Retrieve all lines below that have the string "ahead".

----------------------------------------

PR #267, opened 2022-02-28
Override Array._with_new_tags for new Taggable interface

inducer:
- [x] Needs https://github.com/inducer/pytools/pull/120, it turns out


inducer:
Turns out https://github.com/inducer/pytools/pull/120 broke CI (removed `Taggable.copy`). This is fixed in 891e29b8cf6c2dacd9fed60b83bc0cf6b10c8c04, and this overall change is simple enough that I think I'll go ahead with it.

PR #268, opened 2022-03-03
Add a test application: Trace an FFT

inducer:
cc @isuruf 

This also fixes an actual bug: You could tag multiple distinct values as `Named` the same thing, and nothing would complain.

Read commit-by-commit.


inducer:
> Merge branch 'main' into trace-fft

Please don't, on PRs that I created. Not all PRs are intended to be squashed.

inducer:
I feel like there's ultimately very little here:

- A fix for something that's clearly a bug (allowing clashing `Named` tags), plus a regression test
- An additional "application-y" test

Given the simplicity, I'll go ahead and merge this.

PR #282, opened 2022-03-22
Add comments that upper OOB access is UB in codegen

inducer:


kaushikcfd (approved):
Yep, LGTM. Thank you!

----------------------------------------

**REPLY TO THE EXERCISE:**
Turns out https://github.com/inducer/pytools/pull/120 broke CI (removed `Taggable.copy`). This is fixed in 891e29b8cf6c2dacd9fed60b83bc0cf6b10c8c04, and this overall change is simple enough that I think I'll go ahead with it.
Given the simplicity, I'll go ahead and merge this.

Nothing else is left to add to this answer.